§ INSTRUCTIONS TO FOLLOW
All lines from the one with "Fixes #3386" through the final line of the records below must be written out exactly, with no other text.

Stored data
===

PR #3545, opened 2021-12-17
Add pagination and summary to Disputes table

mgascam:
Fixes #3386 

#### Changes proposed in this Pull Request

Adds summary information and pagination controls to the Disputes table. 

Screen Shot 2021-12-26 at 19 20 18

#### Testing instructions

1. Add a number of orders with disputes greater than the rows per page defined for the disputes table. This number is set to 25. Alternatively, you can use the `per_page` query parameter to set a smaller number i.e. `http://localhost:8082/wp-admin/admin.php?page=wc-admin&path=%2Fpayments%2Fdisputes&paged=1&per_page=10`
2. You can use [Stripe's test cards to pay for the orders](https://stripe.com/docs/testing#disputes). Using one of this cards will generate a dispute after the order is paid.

===

§ RESULT FOR THIS EXERCISE
Fixes #3386 

#### Changes proposed in this Pull Request

Adds summary information and pagination controls to the Disputes table. 

Screen Shot 2021-12-26 at 19 20 18

#### Testing instructions

1. Add a number of orders with disputes greater than the rows per page defined for the disputes table. This number is set to 25. Alternatively, you can use the `per_page` query parameter to set a smaller number i.e. `http://localhost:8082/wp-admin/admin.php?page=wc-admin&path=%2Fpayments%2Fdisputes&paged=1&per_page=10`
2. You can use [Stripe's test cards to pay for the orders](https://stripe.com/docs/testing#disputes). Using one of this cards will generate a dispute after the order is paid.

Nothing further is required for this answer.